I don't think you can increase speed of a motor to gain horsepower.
Yes you can, as long as you increase the voltage at the same time. Think of HP as a shorthand notation of "A certain amount of torque at a certain speed". If you increase either value, you increase HP. The trick is to increase one without a corresponding decrease in the other. That's what happens when you MECHANICALLY change speeds, i.e. a gearbox or belt and pulley system. Speed goes up but torque goes down, or vice versa, but HP remains the same (other than added losses in the process). But with a VFD, torque is a product of voltage AND frequency, you can think of it as a V/Hz ratio. If you increase or decrease them together at the same ratio, you can change HP without changing torque. Lower is of course easy, that's what we are essentially seeing with the traditional application of a VFD. At 50% speed we are at 50% voltage, torque remains constant because the V/Hz ratio is unchanged, therefore HP is 50%. But at 100% speed and 100% voltage, you are maxed out. Since you can't make the VFD put out more than 100% voltage, any further increase in frequency begins a DECREASE in torque; we call this "operating in Constant HP mode" because with no additional voltage, you can no longer maintain the V/Hz ratio and torque begins to drop off.
UNLESS... you can continue to increase the voltage as you keep increasing speed! That's where the trick employed by the OP's supplier comes in. It's a very common issue in high speed applications to wire a dual voltage motor at the LOWER voltage, but apply the higher voltage to the VFD. Then you program the VFD to supply 100% of the motor NAMEPLATE voltage (lower) at full speed (60Hz in our case). When you get to 60Hz and start to go beyond, the VFD has plenty of additional voltage to keep the V/Hz ratio constant as you go. So if you get to 2X speed, you still have 2X relative voltage (relative to the nameplate lower voltage as the motor is connected for). When you do this, the motor is now producing 2X the rated HP! Current is still the same as it was if it had been wired for the higher voltage, so the motor is not overloaded, although there are concerns:
1) Cooling fans in the motor may become less efficient at higher speed, it depends on the fan design.

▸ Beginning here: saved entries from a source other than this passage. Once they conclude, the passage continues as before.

PR #1998, opened 2026-05-11
Update differ to ouptut MCF files

vish-cs:


tools/import_validation/runner.py
```diff
@@ -167,6 +144,51 @@ def _initialize_data_sources(self, stats_summary: str, lint_report: str,
             logging.warning("lint_report file exists but is empty: %s",
                             lint_report)
 
+    def _load_differ_df_from_mcf(self, input_dir: str) -> pd.DataFrame:
+        """Parses MCF diff files and returns a summary DataFrame."""
+        import glob
+        from collections import defaultdict
+        stats = defaultdict(lambda: {'ADDED': 0, 'DELETED': 0, 'MODIFIED': 0})
+
+        combined_pattern = os.path.join(input_dir, 'import-diff-*.mcf')
```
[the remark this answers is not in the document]
vish-cs: Updated the pattern

tools/import_differ/import_differ.py
```diff
@@ -65,7 +66,7 @@
   'Path (local/GCS) to the output data folder.')
 flags.DEFINE_string('file_format', 'mcf',
                     'Format of the input data (mcf,tfrecord)')
-flags.DEFINE_string('runner_mode', 'local', 'Runner mode (local/cloud)')
+flags.DEFINE_string('runner_mode', 'local', 'Runner mode (local/cloud/direct)')
```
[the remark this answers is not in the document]
vish-cs: Using direct for Java direct runner and native/local for Python

tools/import_validation/runner.py
```diff
@@ -121,38 +123,13 @@ def _initialize_data_sources(self, stats_summary: str, lint_report: str,
...
-                logging.error(
-                    f"JSON parse error while reading differ summary at {differ_json_path}: {e}"
-                )
-        elif differ_json_path and os.path.exists(differ_json_path):
-            logging.warning("differ summary file exists but is empty: %s",
-                            differ_json_path)
+            differ_json_path = os.path.join(differ_output,
+                                            'differ_summary.json')
+            with open(differ_json_path, 'r') as f:
+                self.data_sources['differ_summary'] = json.load(f)
```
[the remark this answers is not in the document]
vish-cs: Added back

tools/import_differ/differ_utils.py
```diff
@@ -84,6 +84,28 @@ def write_json_data(data, dest: str, file: str, tmp_dir: str):
         upload_output_data(path, dest)
 
 
+def write_mcf_nodes(nodes: list, dest: str, file: str, tmp_dir: str):
+    """ Writes mcf nodes to a file with the given path."""
+    if dest.startswith('gs://'):
+        path = os.path.join(tmp_dir, file)
+    else:
+        path = os.path.join(dest, file)
+    with open(path, mode='w', encoding='utf-8') as out_file:
```
ajaits: You can use util/file_util.py:FileIO() to support GCS or local files transparently without needing extra GCS file handling code here:
```
with FileIO(path, mode='w', encoding='utf-8') as out_file:
...
```

tools/import_differ/import_differ.py
```diff
@@ -65,7 +66,8 @@
   'Path (local/GCS) to the output data folder.')
 flags.DEFINE_string('file_format', 'mcf',
                     'Format of the input data (mcf,tfrecord)')
-flags.DEFINE_string('runner_mode', 'local', 'Runner mode (local/cloud)')
+flags.DEFINE_string('runner_mode', 'native',
```
ajaits, line 74: Can we add a brief description of the different modes in the file? The difference between native and direct is not clear by the  term.

tools/import_differ/import_differ.py
```diff
@@ -231,72 +224,75 @@ def split_data(self, mcf_nodes: list) -> (pd.DataFrame, pd.DataFrame):
...
-        summary = result.set_index(
-            Column.diff_type.name).transpose().rename_axis(
-                None, axis=1).reset_index(drop=True)
-        self._cleanup_data(summary)
-        return summary
+        all_nodes = []
+        for diff_type in [
+                Diff.ADDED.name, Diff.DELETED.name, Diff.MODIFIED.name
+        ]:
+            df_type = diff_df[diff_df[Column.diff_type.name] == diff_type]
```
ajaits: If the obs nodes are being filtered separately by type, can we write them into separate mcf files too? 
That may help with other analysis and also skip the `diffType` property in the node.

tools/import_differ/import_differ.py
```diff
@@ -231,72 +224,75 @@ def split_data(self, mcf_nodes: list) -> (pd.DataFrame, pd.DataFrame):
...
+                key_combined = str(row[Column.key_combined.name])
+
+                # Determine which column to use for values and node IDs
+                suffix = '_x' if diff_type == Diff.DELETED.name else '_y'
+
+                # Helper to get value from row, handles cases with or without suffix
+                def get_val(base_name):
+                    col_name = base_name + suffix
+                    if col_name in row:
+                        return str(row[col_name])
```
ajaits, line 270: Instead of `str()`, can we have a utility to convert it to a string?
for example, for lists, instead of `[... ]`, MCFs use `a,b,c`. 
Also if the value has spaces, it needs to be enclosed in double quotes.

```
def val_str(value) -> str:
    if isinstance(value, list):
        return ",".join([val_str(v) for v in value])
    if value and isinstance(value, str) and " " in value and value[0].isalpha():
        return '"' + value + '"'
    return str(value)
```

tools/import_differ/import_differ.py
ajaits: Can we make this a constant since it is used in multiple places?

tools/import_differ/differ_utils.py
vish-cs: Done

tools/import_differ/import_differ.py
vish-cs: Done

tools/import_differ/import_differ.py
vish-cs: Updated to create 3 separate files nodes-added.mcf, nodes-deleted.mcf, and nodes-modified.mcf

tools/import_differ/import_differ.py
vish-cs: Done

tools/import_differ/import_differ.py
vish-cs: Done

ajaits (approved):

2) The bearings must be rated for the higher speed.
3) Motor rotor balancing becomes much more critical.
4) LOAD considerations become very different (as you mention below).
But if you pay heed to these issues, it really is something that we do all the time, it's no big deal.

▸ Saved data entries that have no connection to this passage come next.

PR #2010, opened 2026-05-14
Added seed database ingestion helper

dwnoble:
This pull request introduces a new `seed_database` action to the ingestion helper service, which seeds the Spanner database with essential base nodes required by the Data Commons schema. The implementation includes the new action handler, the underlying logic in the Spanner client, and comprehensive tests to ensure correct behavior.

**New Feature: Database Seeding**

* Added a `seed_database` action to the ingestion helper API, which seeds the Spanner database with base nodes such as `StatisticalVariable`, `StatVarGroup`, `StatVarObservation`, `Topic`, and `c/g/Root`. This action ensures that the database contains the minimum required schema nodes for Data Commons operations. [[1]](diffhunk://#diff-eb17f9499c3ffbbfafbdd2a5f313f59f21002eb54e3b35d36a16777719f66b09R67-R71) [[2]](diffhunk://#diff-c309bb37461cb80457d43198df8293564f9b762c9cde39332465d05be19c45acR222-R226) [[3]](diffhunk://#diff-8a03a24cc5702a19efadc4f0cee2679d4c0c7cffe73397483f9bc1dc475c8f86R558-R594)

**Testing**

* Implemented unit tests in `main_test.py` to verify that the `seed_database` action is handled correctly and that the Spanner client’s `seed_database` method is called as expected.
* Added tests in `spanner_client_test.py` to ensure that the `seed_database` method inserts base nodes when missing and does not insert duplicates if the nodes already exist.

**Documentation**

* Updated the `README.md` to document the new `seed_database` action, including its purpose and usage.

### DIFF
--- a/import-automation/workflow/ingestion-helper/main.py
+++ b/import-automation/workflow/ingestion-helper/main.py
@@ -219,6 +219,11 @@ def ingestion_helper(request):
                                              FLAGS.enable_embeddings)
         spanner.initialize_database(enable_embeddings=enable_embeddings)
         return ('OK', 200)
+    elif actionType == 'seed_database':
+        # Seeds the database with base empty nodes.
+        logging.info("Action: seed_database")
+        spanner.seed_database()
+        return ('OK', 200)
     elif actionType == 'embedding_ingestion':
         logging.info("Action: embedding_ingestion")
         enable_embeddings = request_json.get('enableEmbeddings',
--- a/import-automation/workflow/ingestion-helper/README.md
+++ b/import-automation/workflow/ingestion-helper/README.md
@@ -64,6 +64,11 @@ Initializes the Spanner database by creating all necessary tables and uploading 
 *   `enableEmbeddings` (Optional): Boolean to enable creation of embedding tables and models.
 *   **Note on Protos**: The `storage.pb` file is generated during the Docker build process. The `Dockerfile` fetches `storage.proto` from the `datacommonsorg/import` GitHub repository and compiles it into `storage.pb`.
 
+#### `seed_database`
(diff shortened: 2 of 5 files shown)


import-automation/workflow/ingestion-helper/main.py
```diff
@@ -219,6 +219,11 @@ def ingestion_helper(request):
                                              FLAGS.enable_embeddings)
         spanner.initialize_database(enable_embeddings=enable_embeddings)
         return ('OK', 200)
+    elif actionType == 'seed_database':
```
gmechali: What do you think about just putting this in intitialize_database? Keep the method seed_database() but have it be triggered as the last step in initialize_datanase?

gmechali (approved):
thanks Dan, LGTM! 

TBH I'm not sure if we're missing some of the nodes required. I have a doubt on whether we need dc/g/Root - very liekly but not sure. But we can add it later if confirmed.

dwnoble:
> thanks Dan, LGTM!
> 
> TBH I'm not sure if we're missing some of the nodes required. I have a doubt on whether we need dc/g/Root - very liekly but not sure. But we can add it later if confirmed.

Thanks Gabe! And that sounds good. we can modify this list as we go

import-automation/workflow/ingestion-helper/main.py
dwnoble: I was thinking about that, but i think it's still useful to be able to call it separately (in case we need to add additional seeds for example). But, i think we can have the CLI tool call init & seed in a single operation so users won't need to make two calls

If you increase the speed of a driven load it will require more power to drive the load as more work will be done.
ABSOLUTELY in centrifugal loads like pumps and fans, in fact that's the big fallacy: it's rarely economical to do this trick on centrifugal loads because the speed increases the flow, and power REQUIREMENTS of the load increase at the CUBE of the flow increase. So for example if you increase the speed of a pump by 50% (150% of design), and you did the above voltage trick with a VFD so you have 150% of the HP now, your pump LOAD requirement on the motor will increase by 1.5 x 1.5 x 1.5 or 337.5%! So if you had a 10HP motor, increasing the speed by 50% makes it a 15HP motor, but now you need 34HP to make the pump work and you overloaded that motor. So if you want to do this for some reason, you have to START with a motor that is over 3X what you need so that you get the higher flow out of it when over speeded.
If this motor is a 4 pole motor the syncronus speed at 60 Hz is 1800 RPM. @ 100Hz it would be 3000 RPM. If anything the pump was probably designed to operate around 3000 RPM and motor was sized for load at that speed.

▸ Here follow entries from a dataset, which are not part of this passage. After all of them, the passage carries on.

PR #2011, opened 2026-05-14
Add config to disable skip status

vish-cs:
This is required for the integration test. We repeatedly run the same import for ingestion during the test. Recently, we added a SKIP state where the import is skipped if there is no data change which happens for the integration test. This change is to force the ingestion even if there is no data change so we can verify the E2E flow.

### DIFF
--- a/import-automation/executor/app/configs.py
+++ b/import-automation/executor/app/configs.py
@@ -169,6 +169,8 @@ class ExecutorConfig:
     email_token: str = ''
     # Email alerts are disabled by default. Cloud Run jobs use GCP alerting.
     disable_email_notifications: bool = True
+    # Allow skipping ingestion for no data change.
+    enable_skip_status: bool = True
     # Skip uploading the data to GCS (for local testing).
     skip_gcs_upload: bool = False
     # Skip uploading input files to GCS.
--- a/import-automation/executor/app/executor/import_executor.py
+++ b/import-automation/executor/app/executor/import_executor.py
@@ -721,7 +721,7 @@ class ImportExecutor:
             logging.error(
                 "Marking import as VALIDATION due to validation failure.")
             import_summary.status = ImportStatus.VALIDATION
-        elif not differ_status:
+        elif self.config.enable_skip_status and not differ_status:
             logging.info("Marking import as SKIP due to no data diff.")
             import_summary.status = ImportStatus.SKIP
         else:
--- a/scripts/us_fed/treasury_constant_maturity_rates/manifest.json
+++ b/scripts/us_fed/treasury_constant_maturity_rates/manifest.json
@@ -20,7 +20,10 @@
             "source_files": [
                 "treasury_constant_maturity_rates.csv"
             ],
-            "cron_schedule": "15 3 * * *"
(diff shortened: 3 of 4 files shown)


import-automation/executor/app/executor/import_executor.py
```diff
@@ -721,7 +721,7 @@ def _invoke_import_validation(self, repo_dir: str, relative_import_dir: str,
             logging.error(
                 "Marking import as VALIDATION due to validation failure.")
             import_summary.status = ImportStatus.VALIDATION
-        elif not differ_status:
+        elif self.config.enable_skip_status and not differ_status:
```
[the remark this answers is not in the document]
vish-cs: We override the global config with values in manifest.

import-automation/executor/app/configs.py
```diff
@@ -169,6 +169,8 @@ class ExecutorConfig:
     email_token: str = ''
     # Email alerts are disabled by default. Cloud Run jobs use GCP alerting.
     disable_email_notifications: bool = True
+    # Allow skipping ingestion for no data change.
+    enable_skip_status: bool = True
```
rohitkumarbhagat, line 173: consider renaming to clarity. maybe `skip_import_on_no_change`

scripts/us_fed/treasury_constant_maturity_rates/manifest.json
```diff
@@ -20,7 +20,10 @@
             "source_files": [
                 "treasury_constant_maturity_rates.csv"
             ],
-            "cron_schedule": "15 3 * * *"
+            "cron_schedule": "15 3 * * *",
+            "config_override": {
+                "enable_skip_status": false
```
rohitkumarbhagat, line 25: I assumed disable is only for test. Will this not disable during actual import.

Also, flag needs to be added to test. Is that another PR?

rohitkumarbhagat (approved):

import-automation/executor/app/executor/import_executor.py
```diff
@@ -721,7 +721,7 @@ def _invoke_import_validation(self, repo_dir: str, relative_import_dir: str,
...
             logging.info("Marking import as SKIP due to no data diff.")
```
rohitkumarbhagat, line 725: The log can be updated to indicate skip due to flag.

scripts/us_fed/treasury_constant_maturity_rates/manifest.json
vish-cs: This is a test import USFed_ConstantMaturityRates_Test using for testing only so we don't need to add a separate config for the test.

import-automation/executor/app/executor/import_executor.py
vish-cs: The flag is only to enable the SKIP state which is then enforced due to no data diff.

import-automation/executor/app/configs.py
vish-cs: Actually the flag is named to reflect that we are only changing the import status from STAGING to SKIP. We still upload the file to GCS. The downstream behavior on SKIP status is controlled by the ingestion workflow.

PR #2018, opened 2026-05-20
CensusACS5YearSurvey_SubjectTables_S2602 Config Update

saanikaaa:
PR to bring the configs changes made to run and generate output for CensusACS5YearSurvey_SubjectTables_S2602. The config file had minor changes where we extended certain values for latest years to get correct data point values and minor change in "very well" key which was breaking the processing.

PR_CHECKLIST - https://docs.google.com/spreadsheets/d/1XSBfjepI8o7SrpVAUMDcUjT7SXZ--kEtFfsTrlRoBk8/edit?resourcekey=0-cue1WQ54CzrVy2tVMQj5tQ&gid=1086229089#gid=1086229089


HarishC727:
Add a README file for the table on which Geos are included for this specific S table. Next time it becomes easy to download for only those geos

saanikaaa:
> Add a README file for the table on which Geos are included for this specific S table. Next time it becomes easy to download for only those geos

We don't limit the download. The data is not present for other levels. Once, source start bringing we can extend the same.

HarishC727:
> > Add a README file for the table on which Geos are included for this specific S table. Next time it becomes easy to download for only those geos
> 
> We don't limit the download. The data is not present for other levels. Once, source start bringing we can extend the same.

But please add a basic README file for the table

HarishC727:
LGTM

saanikaaa:
> > > Add a README file for the table on which Geos are included for this specific S table. Next time it becomes easy to download for only those geos
> > 
> > 
> > We don't limit the download. The data is not present for other levels. Once, source start bringing we can extend the same.
> 
> But please add a basic README file for the table

Basic README file for the table already exist

PR #490, opened 2021-07-16
Also add the other inventory's kubeconfigs

arianvp:
I'm not sure if this will work. I also remember Gregor made sure all the kubeconfigs were moved into the same location so maybe this isn't needed


julialongtin:
looks unnecessary. closing.

PR #491, opened 2021-08-05
Fixes needed to bootstrap a new environment

akshaymankar:
The commits are unrelated, so it might be better to rebase and merge.


jschaul (approved):
Looks reasonable. I think instead of the become:false here; it's also needed for kubespray, so the become=true should be removed from the ansible.cfg file instead perhaps.

PR #493, opened 2021-08-18
Add a method to monitor the progress of the tarball extraction

arthurwolf:
As during a training session the extraction was slow and we had no way to know how much time was remaining.


flokli:
I'm not sure we should document `pv` here. We can probably just add a `tar` invocation with the `v` argument instead of writing to extract the tarball literaly.

PR #494, opened 2021-08-19
Remove redis-ephemeral step

arthurwolf:
As it is already done in a previous step (listening during akamaya teaching session, I think I hear the step called "SNS"(?) but am not sure I heard correctly).


julialongtin (approved):
:perfect:

julialongtin (approved):

PR #501, opened 2021-09-13
Simplify SNS platform creation by splitting up in two resources

arianvp:
Instead of fighting Terraform by first differentiating into two resource types, to then merge them, and then split them up again;  just create a resource per application type.  The types then magically line up; and makes the code way easier to read in my opinion.

What I don't know is if this refactoring can be applied without downtime. But the reduction in complexity seems worth it.

Perhaps this needs some state surgery with `terraform state mv`  to move the respective apps into the `ios` and `android` resource


arianvp:
This doesn't work. still need to loop over platforms

PR #503, opened 2021-09-22
Adding logging playbook as per JCT-62

arthurwolf:
and matching templates


ansible/logging.yml
```diff
@@ -0,0 +1,36 @@
...
+      become: true
+      template:
+        src: templates/qradar.conf.j2
+        dest: /etc/rsyslog.d/rfc5424-remote.conf
+
+    # sudo chmod 775 /var/log/elasticsearch
+    - name: Change permissions of elastisearch log file
+      become: true
+      file:
+        path: /var/log/elasticsearch
```
arianvp, line 28: I'm a bit confused. this directory doesn't exist on all hosts. Is this only relevant for the elasticsearch role?

arthurwolf: fixed

PR #507, opened 2021-11-02
//terraform/modules/aws-gundeck-push-notifications: remove

flokli:
This isn't used anywhere outside of wire, and it explicitly targets push
credentials in the official wire product.


flokli:
GH Actions failure will be fixed by https://github.com/wireapp/wire-server-deploy/pull/508.

jschaul (approved):
I see this was refactored in cailleach, cool beans!

(I suppose in a hypothetical case of someone using a custom app build themselves and another means of distributing apps to their users, they might be interested in setting up SQS/SNS resources with their own certificates and apps and might therefore want to use this module; but; I admit the chances of this are very very slim, so, delete this code 😄 )

PR #514, opened 2021-11-22
nix: add nix-prefetch-docker to the env

flokli:
This is invoked by the `deps.yml` pipeline.


flokli:
Confirmed this works - manually triggered, it opened https://github.com/wireapp/wire-server-deploy/pull/515.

One would absolutely HOPE that the pump supplier who did this was aware of this exact issue, as I pointed out above. Unfortunately from my experience, many are not. I have repeatedly come across pump salesmen who don't totally understand this issue and ask me to "just turn up the VFD speed, that'll take care of it". Hopefully that is not the case in the OP's situation. But certainly it's worth investigating.
Again the motor experts can clue us in hopefully. I know higher frequency means less iron core is needed but not sure if less copper is needed. If so then you probably do increase horsepower capability of same motor by running at higher voltage and frequency. This is a reason for using high frequency on aircraft - to reduce weight.
Yes, that MIGHT be the reason they are doing this, if I recall from the OP (it's a long way back now), this was a submersible pump(?). Deep well submersibles have to deal with the issue of the weight of really long cables going down to the motor, so it might make sense to oversize the motor in order to get what you need with as little weight as possible, both for the motor and for the cable.
Again, I would hope that this is what this entire issue was all about, and that the pump OEM was/is aware of all of the ramifications etc. Some of the numbers posted in the original message actually don't work out correctly, but we don't know for sure if the OP was reading everything correctly either. Once you go "off nameplate" on something like this, it's hard to know for sure if something is an interpretation, typo, assumption or just plain incorrect.